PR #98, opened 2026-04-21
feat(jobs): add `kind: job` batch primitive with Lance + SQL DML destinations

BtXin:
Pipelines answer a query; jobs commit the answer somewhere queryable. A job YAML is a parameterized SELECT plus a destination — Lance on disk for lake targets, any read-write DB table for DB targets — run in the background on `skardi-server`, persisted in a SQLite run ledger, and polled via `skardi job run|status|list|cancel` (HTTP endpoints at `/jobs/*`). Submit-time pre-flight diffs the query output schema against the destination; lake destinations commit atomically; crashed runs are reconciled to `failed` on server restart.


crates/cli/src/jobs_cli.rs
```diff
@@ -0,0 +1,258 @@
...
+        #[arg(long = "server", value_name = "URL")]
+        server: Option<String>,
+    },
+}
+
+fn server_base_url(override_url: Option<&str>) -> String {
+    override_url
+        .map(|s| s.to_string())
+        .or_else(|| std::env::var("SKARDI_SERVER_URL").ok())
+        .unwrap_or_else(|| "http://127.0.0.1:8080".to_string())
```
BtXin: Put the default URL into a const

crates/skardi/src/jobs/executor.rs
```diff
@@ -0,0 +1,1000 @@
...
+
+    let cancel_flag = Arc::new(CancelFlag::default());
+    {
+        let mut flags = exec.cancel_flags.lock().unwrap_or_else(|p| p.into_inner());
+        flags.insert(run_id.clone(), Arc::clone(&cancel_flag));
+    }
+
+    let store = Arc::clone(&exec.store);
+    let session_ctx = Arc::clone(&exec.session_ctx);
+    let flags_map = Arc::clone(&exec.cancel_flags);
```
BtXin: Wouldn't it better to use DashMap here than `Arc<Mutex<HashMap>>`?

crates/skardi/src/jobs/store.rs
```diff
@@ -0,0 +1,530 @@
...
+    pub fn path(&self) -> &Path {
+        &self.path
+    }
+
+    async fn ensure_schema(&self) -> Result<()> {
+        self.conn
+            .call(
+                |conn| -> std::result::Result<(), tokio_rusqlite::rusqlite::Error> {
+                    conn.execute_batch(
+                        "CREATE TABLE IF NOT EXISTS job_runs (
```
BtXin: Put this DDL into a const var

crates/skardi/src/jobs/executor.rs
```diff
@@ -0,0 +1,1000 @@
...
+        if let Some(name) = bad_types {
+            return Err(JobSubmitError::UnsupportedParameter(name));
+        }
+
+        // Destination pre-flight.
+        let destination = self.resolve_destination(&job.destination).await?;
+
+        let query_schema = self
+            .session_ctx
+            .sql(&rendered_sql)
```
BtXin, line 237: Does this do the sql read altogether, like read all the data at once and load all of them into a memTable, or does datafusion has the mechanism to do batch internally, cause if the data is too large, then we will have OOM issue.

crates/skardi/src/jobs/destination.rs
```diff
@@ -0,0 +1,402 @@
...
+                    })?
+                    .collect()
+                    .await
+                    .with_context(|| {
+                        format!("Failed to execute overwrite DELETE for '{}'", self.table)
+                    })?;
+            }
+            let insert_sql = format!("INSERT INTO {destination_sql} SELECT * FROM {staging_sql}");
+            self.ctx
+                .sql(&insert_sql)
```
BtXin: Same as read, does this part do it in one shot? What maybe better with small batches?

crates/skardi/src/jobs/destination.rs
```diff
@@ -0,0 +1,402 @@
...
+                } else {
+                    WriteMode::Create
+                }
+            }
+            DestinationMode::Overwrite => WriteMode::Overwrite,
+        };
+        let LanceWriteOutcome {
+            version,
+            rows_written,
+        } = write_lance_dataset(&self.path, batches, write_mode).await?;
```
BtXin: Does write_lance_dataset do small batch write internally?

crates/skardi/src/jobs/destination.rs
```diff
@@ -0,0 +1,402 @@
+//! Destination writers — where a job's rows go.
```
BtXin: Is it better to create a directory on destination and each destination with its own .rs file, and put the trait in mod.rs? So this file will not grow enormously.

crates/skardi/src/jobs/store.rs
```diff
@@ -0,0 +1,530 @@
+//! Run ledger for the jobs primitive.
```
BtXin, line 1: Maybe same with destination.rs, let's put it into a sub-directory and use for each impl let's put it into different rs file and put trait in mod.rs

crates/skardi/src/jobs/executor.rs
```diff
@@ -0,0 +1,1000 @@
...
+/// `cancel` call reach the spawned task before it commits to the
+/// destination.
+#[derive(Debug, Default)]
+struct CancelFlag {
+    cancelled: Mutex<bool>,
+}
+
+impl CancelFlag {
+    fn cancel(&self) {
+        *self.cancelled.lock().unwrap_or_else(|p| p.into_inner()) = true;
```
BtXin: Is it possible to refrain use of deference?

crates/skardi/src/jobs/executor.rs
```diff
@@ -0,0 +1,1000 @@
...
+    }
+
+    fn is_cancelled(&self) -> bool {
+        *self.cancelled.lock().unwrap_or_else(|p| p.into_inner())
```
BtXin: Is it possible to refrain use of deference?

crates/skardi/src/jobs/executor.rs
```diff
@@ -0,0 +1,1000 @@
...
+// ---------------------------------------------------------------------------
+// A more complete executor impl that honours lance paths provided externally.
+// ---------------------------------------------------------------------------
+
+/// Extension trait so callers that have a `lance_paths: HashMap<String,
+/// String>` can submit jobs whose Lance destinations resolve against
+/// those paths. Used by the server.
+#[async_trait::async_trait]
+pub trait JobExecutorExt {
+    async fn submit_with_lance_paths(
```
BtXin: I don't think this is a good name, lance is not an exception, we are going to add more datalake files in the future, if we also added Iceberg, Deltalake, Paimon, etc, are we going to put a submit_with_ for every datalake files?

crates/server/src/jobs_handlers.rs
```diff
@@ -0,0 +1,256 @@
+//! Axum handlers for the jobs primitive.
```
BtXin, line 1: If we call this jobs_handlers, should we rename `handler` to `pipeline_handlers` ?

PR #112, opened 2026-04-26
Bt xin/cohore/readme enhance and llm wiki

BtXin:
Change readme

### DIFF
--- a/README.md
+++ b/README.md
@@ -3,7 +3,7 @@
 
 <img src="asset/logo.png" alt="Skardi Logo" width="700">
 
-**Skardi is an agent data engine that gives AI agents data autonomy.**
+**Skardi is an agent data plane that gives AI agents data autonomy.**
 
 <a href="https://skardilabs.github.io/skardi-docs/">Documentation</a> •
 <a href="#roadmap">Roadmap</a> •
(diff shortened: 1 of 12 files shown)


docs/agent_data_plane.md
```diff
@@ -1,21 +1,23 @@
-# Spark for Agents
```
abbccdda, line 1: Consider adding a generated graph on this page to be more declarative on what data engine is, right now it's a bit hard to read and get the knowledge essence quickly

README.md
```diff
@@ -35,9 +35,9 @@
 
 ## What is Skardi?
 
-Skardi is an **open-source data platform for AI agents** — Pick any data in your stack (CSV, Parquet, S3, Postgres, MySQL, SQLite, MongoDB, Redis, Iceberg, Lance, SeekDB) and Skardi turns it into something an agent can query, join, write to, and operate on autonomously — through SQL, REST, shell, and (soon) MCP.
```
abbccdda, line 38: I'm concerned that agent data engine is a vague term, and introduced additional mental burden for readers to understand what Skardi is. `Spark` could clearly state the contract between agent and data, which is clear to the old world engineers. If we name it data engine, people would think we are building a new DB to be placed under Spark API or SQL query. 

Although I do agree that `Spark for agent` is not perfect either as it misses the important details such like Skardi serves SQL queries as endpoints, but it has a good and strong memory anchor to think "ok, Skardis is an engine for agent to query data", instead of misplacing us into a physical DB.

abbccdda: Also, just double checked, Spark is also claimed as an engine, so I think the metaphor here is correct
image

### PROBLEM
All of the entries must be given again, word for word.

### RESPONSE AREA
PR #98, opened 2026-04-21
feat(jobs): add `kind: job` batch primitive with Lance + SQL DML destinations

BtXin:
Pipelines answer a query; jobs commit the answer somewhere queryable. A job YAML is a parameterized SELECT plus a destination — Lance on disk for lake targets, any read-write DB table for DB targets — run in the background on `skardi-server`, persisted in a SQLite run ledger, and polled via `skardi job run|status|list|cancel` (HTTP endpoints at `/jobs/*`). Submit-time pre-flight diffs the query output schema against the destination; lake destinations commit atomically; crashed runs are reconciled to `failed` on server restart.


crates/cli/src/jobs_cli.rs
```diff
@@ -0,0 +1,258 @@
...
+        #[arg(long = "server", value_name = "URL")]
+        server: Option<String>,
+    },
+}
+
+fn server_base_url(override_url: Option<&str>) -> String {
+    override_url
+        .map(|s| s.to_string())
+        .or_else(|| std::env::var("SKARDI_SERVER_URL").ok())
+        .unwrap_or_else(|| "http://127.0.0.1:8080".to_string())
```
BtXin: Put the default URL into a const

crates/skardi/src/jobs/executor.rs
```diff
@@ -0,0 +1,1000 @@
...
+
+    let cancel_flag = Arc::new(CancelFlag::default());
+    {
+        let mut flags = exec.cancel_flags.lock().unwrap_or_else(|p| p.into_inner());
+        flags.insert(run_id.clone(), Arc::clone(&cancel_flag));
+    }
+
+    let store = Arc::clone(&exec.store);
+    let session_ctx = Arc::clone(&exec.session_ctx);
+    let flags_map = Arc::clone(&exec.cancel_flags);
```
BtXin: Wouldn't it better to use DashMap here than `Arc<Mutex<HashMap>>`?

crates/skardi/src/jobs/store.rs
```diff
@@ -0,0 +1,530 @@
...
+    pub fn path(&self) -> &Path {
+        &self.path
+    }
+
+    async fn ensure_schema(&self) -> Result<()> {
+        self.conn
+            .call(
+                |conn| -> std::result::Result<(), tokio_rusqlite::rusqlite::Error> {
+                    conn.execute_batch(
+                        "CREATE TABLE IF NOT EXISTS job_runs (
```
BtXin: Put this DDL into a const var

crates/skardi/src/jobs/executor.rs
```diff
@@ -0,0 +1,1000 @@
...
+        if let Some(name) = bad_types {
+            return Err(JobSubmitError::UnsupportedParameter(name));
+        }
+
+        // Destination pre-flight.
+        let destination = self.resolve_destination(&job.destination).await?;
+
+        let query_schema = self
+            .session_ctx
+            .sql(&rendered_sql)
```
BtXin, line 237: Does this do the sql read altogether, like read all the data at once and load all of them into a memTable, or does datafusion has the mechanism to do batch internally, cause if the data is too large, then we will have OOM issue.

crates/skardi/src/jobs/destination.rs
```diff
@@ -0,0 +1,402 @@
...
+                    })?
+                    .collect()
+                    .await
+                    .with_context(|| {
+                        format!("Failed to execute overwrite DELETE for '{}'", self.table)
+                    })?;
+            }
+            let insert_sql = format!("INSERT INTO {destination_sql} SELECT * FROM {staging_sql}");
+            self.ctx
+                .sql(&insert_sql)
```
BtXin: Same as read, does this part do it in one shot? What maybe better with small batches?

crates/skardi/src/jobs/destination.rs
```diff
@@ -0,0 +1,402 @@
...
+                } else {
+                    WriteMode::Create
+                }
+            }
+            DestinationMode::Overwrite => WriteMode::Overwrite,
+        };
+        let LanceWriteOutcome {
+            version,
+            rows_written,
+        } = write_lance_dataset(&self.path, batches, write_mode).await?;
```
BtXin: Does write_lance_dataset do small batch write internally?

crates/skardi/src/jobs/destination.rs
```diff
@@ -0,0 +1,402 @@
+//! Destination writers — where a job's rows go.
```
BtXin: Is it better to create a directory on destination and each destination with its own .rs file, and put the trait in mod.rs? So this file will not grow enormously.

crates/skardi/src/jobs/store.rs
```diff
@@ -0,0 +1,530 @@
+//! Run ledger for the jobs primitive.
```
BtXin, line 1: Maybe same with destination.rs, let's put it into a sub-directory and use for each impl let's put it into different rs file and put trait in mod.rs

crates/skardi/src/jobs/executor.rs
```diff
@@ -0,0 +1,1000 @@
...
+/// `cancel` call reach the spawned task before it commits to the
+/// destination.
+#[derive(Debug, Default)]
+struct CancelFlag {
+    cancelled: Mutex<bool>,
+}
+
+impl CancelFlag {
+    fn cancel(&self) {
+        *self.cancelled.lock().unwrap_or_else(|p| p.into_inner()) = true;
```
BtXin: Is it possible to refrain use of deference?

crates/skardi/src/jobs/executor.rs
```diff
@@ -0,0 +1,1000 @@
...
+    }
+
+    fn is_cancelled(&self) -> bool {
+        *self.cancelled.lock().unwrap_or_else(|p| p.into_inner())
```
BtXin: Is it possible to refrain use of deference?

crates/skardi/src/jobs/executor.rs
```diff
@@ -0,0 +1,1000 @@
...
+// ---------------------------------------------------------------------------
+// A more complete executor impl that honours lance paths provided externally.
+// ---------------------------------------------------------------------------
+
+/// Extension trait so callers that have a `lance_paths: HashMap<String,
+/// String>` can submit jobs whose Lance destinations resolve against
+/// those paths. Used by the server.
+#[async_trait::async_trait]
+pub trait JobExecutorExt {
+    async fn submit_with_lance_paths(
```
BtXin: I don't think this is a good name, lance is not an exception, we are going to add more datalake files in the future, if we also added Iceberg, Deltalake, Paimon, etc, are we going to put a submit_with_ for every datalake files?

crates/server/src/jobs_handlers.rs
```diff
@@ -0,0 +1,256 @@
+//! Axum handlers for the jobs primitive.
```
BtXin, line 1: If we call this jobs_handlers, should we rename `handler` to `pipeline_handlers` ?

PR #112, opened 2026-04-26
Bt xin/cohore/readme enhance and llm wiki

BtXin:
Change readme

### DIFF
--- a/README.md
+++ b/README.md
@@ -3,7 +3,7 @@
 
 <img src="asset/logo.png" alt="Skardi Logo" width="700">
 
-**Skardi is an agent data engine that gives AI agents data autonomy.**
+**Skardi is an agent data plane that gives AI agents data autonomy.**
 
 <a href="https://skardilabs.github.io/skardi-docs/">Documentation</a> •
 <a href="#roadmap">Roadmap</a> •
(diff shortened: 1 of 12 files shown)


docs/agent_data_plane.md
```diff
@@ -1,21 +1,23 @@
-# Spark for Agents
```
abbccdda, line 1: Consider adding a generated graph on this page to be more declarative on what data engine is, right now it's a bit hard to read and get the knowledge essence quickly

README.md
```diff
@@ -35,9 +35,9 @@
 
 ## What is Skardi?
 
-Skardi is an **open-source data platform for AI agents** — Pick any data in your stack (CSV, Parquet, S3, Postgres, MySQL, SQLite, MongoDB, Redis, Iceberg, Lance, SeekDB) and Skardi turns it into something an agent can query, join, write to, and operate on autonomously — through SQL, REST, shell, and (soon) MCP.
```
abbccdda, line 38: I'm concerned that agent data engine is a vague term, and introduced additional mental burden for readers to understand what Skardi is. `Spark` could clearly state the contract between agent and data, which is clear to the old world engineers. If we name it data engine, people would think we are building a new DB to be placed under Spark API or SQL query. 

Although I do agree that `Spark for agent` is not perfect either as it misses the important details such like Skardi serves SQL queries as endpoints, but it has a good and strong memory anchor to think "ok, Skardis is an engine for agent to query data", instead of misplacing us into a physical DB.

abbccdda: Also, just double checked, Spark is also claimed as an engine, so I think the metaphor here is correct
image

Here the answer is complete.